Raw materials meant for many products are import-dependent. Raw materials for readymade garments can be imported without paying duty under the bond facility. But other products are deprived of such an advantage, he said.

"We need to sign Free Trade Agreement and Preferential Trade Agreement with different countries, but we do not have any such deal with anyone except Bhutan," he added.

The country could get an advantage in lead time too in a huge market like China. But there is not much attention to it, he pointed out.

World's top exporting country China imports more than $2.5 trillion worth of goods a year. Although Bangladesh's bilateral trade with China is more than $14 billion in the 2020-21 fiscal year, according to Chinese customs data, also mentioned by the Chinese ambassador, Bangladesh exported only $680 million worth of goods to the country, of which 40% was readymade garments.

However, China has been providing duty-free access to most of Bangladesh's products under LDC since 2011. And from 1 July last year, this zero tariff facility has been extended to a total of 8,256 products.

Research conducted recently by a team of three researchers headed by Dr MA Razzaque, chairman of Research and Policy Integration for Development (RAPID), showed that Bangladesh's exports to China should be at least $4 billion.
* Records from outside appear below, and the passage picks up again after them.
PR #11263, opened 2025-10-11
Fix/a bunch

### LINKED ISSUE #11254: Cancelling a queued build resets the builder

- [x] Single Player
- [ ] Multi Player

### Minecraft Version

1.21

### MineColonies Version

1.21.1-1.1.1145

### Structurize Version

1.0.790-1.21.1

_No response_

### Current Behavior

When cancelling a queued build on a specific builder, that builder resets and has to go back to their hut block to continue on their current build.

### Expected Behavior

The builder just continuing the current build without having to go to the hut block after the cancel of a queued build.

### Reproduction Steps

1. Make a colony
2. Have a builder
3. Set the builder to build
4. Set the next build to that specific builder
5. Cancel the queued build (not the one the builder is currently doing)

### Logs

https://gist.github.com/gbdalen00/8561d55fef41ea68086259ad57205ce0

### Anything else?

_No response_

### Footer

---
 ## Viewers

### LINKED ISSUE #11274: AI log upload

### Minecraft Version

1.20

### MineColonies Version

1.1.1065 (per someone reviewing the versions, I'm told that the two more recent versions do not contain AI fixes)

### Structurize Version

1.0.784

Unknown if other dependencies have anything to do with this. Just in case:
BlockUI 1.0.194
DO 1.0.291

### Reproduction Steps

1. Update Minecolonies.
2. Play.
3. See your builder with a red gear.
4. Right-click on them. They will complain their AI is broken. 

### Logs

To Be Delivered

### Anything else?

I have no context. I have not yet babysat a builder until it happens because it seems to be so sporadic. This is the first time I've noticed the problem since the server I play on was updated to 1.1.1065. In the past, the builder _sometimes_ continued to build through the AI problem, so I may have missed important correlations.

### Footer

---
 ## Viewers
  *  ⚠️ Only add a comment if you have new insights or background information not already mentioned. Off-topic or "+1" comments will be deleted to keep the discussion focused.``

Raycoms:
Closes #11254
Closes #11274 

- Fix walking on water lillies
- Remove min stock from restaurant
- Fix couple of builder issues by moving work order storage to building instead of job
- Citizens eat more flexibly outside of the restaurant
- Crafting now considers min count

- Rename:
-> Restaurant to Dining Hall
-> Cookery to Chef's Kitchen
-> Stonesmeltery -> Brick yard
-> Cook to Waiter

## Testing

Review please


src/main/java/com/minecolonies/core/colony/buildings/AbstractBuildingStructureBuilder.java
```diff
@@ -69,6 +76,11 @@ public abstract class AbstractBuildingStructureBuilder extends AbstractBuilding
      */
     private Map<Integer, List<BlockPos>> fluidsToRemove = new LinkedHashMap<>();
 
+    /**
+     * The id of the current workOrder.
+     */
+    private int workOrderId;
```
someaddons, line 74: I think we can actually simplify it more by removing this, dont think the building needs to save the ID actually to assign the workorder to itself. Should be able to just have the workorder manager which is loaded after buildings to assign the building the workorder on load? That also keeps all the saving/loading in the manager and simplifies the logic needed in here

src/main/java/com/minecolonies/core/colony/buildings/AbstractBuildingStructureBuilder.java
```diff
@@ -443,20 +466,152 @@ public BuilderBucket getNextBucket()
...
         this.setProgressPos(null, null);
         this.cancelAllRequestsOfCitizenOrBuilding(null);
     }
+
+    /**
+     * Get the Work Order ID for this Job.
+     *
+     * @return UUID of the Work Order claimed by this Job, or null
+     */
+    public int getWorkOrderId()
```
someaddons: we actually do not need to expose the internal ID used for saving, all the other places can get it from the workorder

src/main/java/com/minecolonies/core/colony/buildings/AbstractBuildingStructureBuilder.java
```diff
@@ -443,20 +466,152 @@ public BuilderBucket getNextBucket()
...
+    }
+
+    /**
+     * Do final completion when the Job's current work is complete.
+     */
+    public void complete(ICitizenData citizen)
+    {
+        getWorkOrder().onCompleted(colony, citizen);
+
+        final Blueprint blueprint = getWorkOrder().getBlueprint();
```
someaddons: I think we can move this whole logic into the workorders oncomplete? doesnt look like its related to this building at all

src/main/java/com/minecolonies/core/colony/buildings/modules/AbstractCraftingBuildingModule.java
```diff
@@ -1059,6 +1060,34 @@ public String getId()
         {
             return MODULE_SMELTING;
         }
+
+        @Override
+        public IRecipeStorage getFirstFulfillableRecipe(final Predicate<ItemStack> stackPredicate, final int count, final boolean considerReservation)
+        {
+            boolean hasFuel = false;
+            final ImmutableList<ItemStorage> fuelList = building.getModuleMatching(ItemListModule.class, m -> m.getId().equals(FUEL_LIST)).getList();
```
someaddons: wrong module lookup

src/main/java/com/minecolonies/core/colony/buildings/AbstractBuildingStructureBuilder.java
Raycoms: The order and everything can change in the manager. It's best to store here the "active" one.

someaddons: Why is it best to store the same information twice creating a conflict in data and requiring data sanitization to ensure both data sources are in sync?

Raycoms: We're not storing it twice. There is a "claim" which just means, only this builder will build this. And then there is the "active construction" which is only stored here.

someaddons: Wouldnt it be easier to store that in the workorder aswell then? As it already does store claimed which is similar

Raycoms: Ish. We would have to store everything in the workorder including progress and requests and resource lists then, otherwise the builder should at least some kind of reference what they're currently building directly. The workorder list itself can be aborted, reshuffled, etc.

someaddons: I was actually thinking simpler, store & save the builders building pos in the workorder, and inject the actual workorder, not the ID into the Building like you did here, so you just dont have to handle ids/saving within the building itself and just get a full workorder reference which gets set on load from the manager/workorder

Raycoms: Yeah, we already have a claim storage, but the workorder needs to be connected to the progress directly and not only loosely.

someaddons (approved):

It also showed that Bangladesh could not harness even 30% of its export potential in the Chinese market.

Exporters and experts say the kind of public-private initiative needed to capture the Chinese market is simply not there. The BKMEA attended a fair in China in 2005, but there was no more participation after that.

Citing the example of one of his own buyers, BKMEA First Vice President Mohammad Hatem said the buyer had spoken to him about an order for a garment made of a combination of nylon and polyester, but he could not take it because they did not make that type of garment.

Munshi Faiz Ahmad, Bangladesh's former ambassador to China and former chairman of the Bangladesh Institute of International and Strategic Studies (BIISS), told The Business Standard that China has given Bangladesh many opportunities. "But if we can't make what they need, then exports can't be increased. We also do not have an organised study on how to increase exports to China."

He also said, "The spare parts of the products that China is making are being made in other countries. We are not looking there."

Echoing Faiz, Dr Ahsan H Mansur, executive director of the Policy Research Institute, said, "All our export products are basically finished goods. We are not able to take advantage of the possibility of exporting such parts as intermediate goods. China imports spare parts for many products from abroad and Bangladesh could be part of that supply chain."

Besides, the obligation to add 40% value to local products for exports to the Chinese market is one of the obstacles to increasing exports to the country, said Khondaker Golam Moazzem, research director at the Centre for Policy Dialogue (CPD).

Apart from this, the gradual reduction in tariffs for other exporters to China under MFN (Most Favoured Nations) has created more competition for Bangladesh, said Dr Mostafa Abid Khan, an international trade expert and former member of the Tariff Commission.

In 2011 when most of Bangladesh's products enjoyed duty-free access to the Chinese market, other countries had to pay 16% duty. But under the MFN, China has gradually reduced tariffs for those countries to about 6% in 2018, which means Bangladesh's preference margin in the Chinese market has decreased, exposing the country to stiff competition, he observed.